I would not mix no matter how close they look. I'd let what germinates get established and then judge how to fill in the rest, either by sprigs or plugs.


----------



## kalcormier (May 9, 2021)

I have some Arden 15 left over from my seeding project. How much are you looking for?


----------



## BentleyCooper (Jun 15, 2020)

I've got a small bag as well if you need


----------



## Mightyquinn (Jan 31, 2017)

I don't think it's discontinued, I think it's out of stock.


----------



## MOJOERASER (11 mo ago)

Need 3 pounds probably min


----------



## MOJOERASER (11 mo ago)

I checked Hancock site and it says the words discontinued on it.


----------



## cavince79 (Jun 18, 2019)

I ordered from Seed Barn in March, but they show OOS now too.
https://seedbarn.com/search?type=product&q=Arden*+15*


----------



## MOJOERASER (11 mo ago)

I am starting at o see good growth I may just hold off for a month and see how it goes we had 3-4 days in a row of humid high 80 and low 99 days with lows in upper 70s the soil temps have now hit 70 at night and low 80s during the day.

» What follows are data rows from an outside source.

PR #358, opened 2018-12-04
fix broken link

igoihman:

Romana's documentation link was broken and was updated with the right address.


igoihman:
I signed it!

danderson:
Thank you!

PR #387, opened 2019-01-22
WIP Add end 2 end tests using kubeadm-dind-cluster

### LINKED ISSUE #192: Add e2e tests running on Virtuakube
Should set up full e2e regression tests that spin up a full cluster on GCP, using various network providers and cluster settings, and runs a series of basic functionality tests.

I finally have a working Terraform config that can stand up an IPv4 cluster using {flannel, calico, romana, weave} for networking, with a working layer-2 network that can be used to test both BGP and ARP mode.

Currently, IPv6 is still a bit borked because of https://github.com/kubernetes/kubernetes/pull/58769 , so we can't test NDP just yet (plus, calico's config would need a bunch of tweaking). But, once the framework is in place, we can go there.

aojea:

This PR adds e2e tests using containers to deploy a multinode k8s cluster and 2 external BGP routers.
The current code executes the following steps:

- Deploys a k8s cluster with 1 master and 2 workers
- Deploys 2 external BGP routers in the same network that the k8s cluster
- Installs metalLB
- Configures BGP sessions between metalLB and the external BGP routers
- Deploys a nginx service in the k8s cluster and exposes it using a LoadBalancer
- Checks that the IP assigned to the LoadBalancer has been learned by the external BGP routers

The big bare spots was where a tree was at and near the house which is shaded by the roof.


----------



## 1FASTSS (Jul 11, 2018)

I heard that a newer verity is replacing it. No one has updated their sites yet because they are waiting in the information. I'm planning on plugging anyway but I was thinking about an overseed with Arden 15...until I saw no one had any so I called around and was told its being changed again!


----------



## Chocolate Lab (Jun 8, 2019)

I don't think you really need any more. What you have will fill in the next couple months if you get any decent rains.

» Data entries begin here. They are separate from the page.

PR #401, opened 2019-02-15
Remove namespace definition in test manifest.

briantopping:
This stops accidental deletion of entire namespace when yaml is deleted.

When the pre-patch yaml is deleted, it will delete the namespace of an operational cluster. Per convo w/ @danderson on Slack.

### DIFF
--- a/manifests/test-bgp-router.yaml
+++ b/manifests/test-bgp-router.yaml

You could even transplant some sprigs from the thick areas to that bare spot to speed things along.


----------



## callmestevee_o (Nov 11, 2021)

Arden 15 is produced by Pennington Seed's. I talked with several vendors around the country and apparently they are completely out of stock and that's why you can't find it anywhere. Due to supply shortages, labor shortages, etc... they just simply didn't have the volume to distribute. I'm not sure if it will be replaced or not, but it's currently not being produced.


----------



## Batsonbe (May 9, 2019)

MOJOERASER said:


> I am starting at o see good growth I may just hold off for a month and see how it goes we had 3-4 days in a row of humid high 80 and low 99 days with lows in upper 70s the soil temps have now hit 70 at night and low 80s during the day.
> 
> 
> 
> ...


What sprinkler is that?


----------



## Sonoran Desert Lawn (Aug 22, 2020)

Just based on those photos alone, fertilizer will fill it. Push it hard. 2 lbs of nitrogen a month. It will fill itself


----------



## MOJOERASER (11 mo ago)

What sprinkler is that?
[/quote]

It's sold at lowes it's called the orbit h20-6

It says it's good for 5000 square feet. Obviously that is in a circle in reality it probably covers 3500
I really like it.

Thx for all your help people!


----------



## Batsonbe (May 9, 2019)

MOJOERASER said:


> What sprinkler is that?


It's sold at lowes it's called the orbit h20-6

It says it's good for 5000 square feet. Obviously that is in a circle in reality it probably covers 3500
I really like it.

Thx for all your help people!
[/quote]

Thank you!


----------



## coachruss (8 mo ago)

*From Pennington Seed:*

_Good afternoon,

Thank you for contacting Pennington Seed. Arden 15 is no longer available. Bermuda Triangle, Tierre Verde or Mohawk are comparable until a replacement for Arden 15 is produced and I do not have a timeline available of when that will be.

Thank you,

Angie
Consumer Care Team
Pennington Seed, Inc.
1-800-285-7333_


----------



## Rob Davidson (3 mo ago)

kalcormier said:


> I have some Arden 15 left over from my seeding project. How much are you looking for?


Is this still available? I can't find it anywhere.


----------



## Rob Davidson (3 mo ago)

Rob Davidson said:


> Is this still available? I can't find it anywhere.





kalcormier said:


> I have some Arden 15 left over from my seeding project. How much are you looking for?


Thank you. I am looking for two pounds. The Arden I have is wonderful.


----------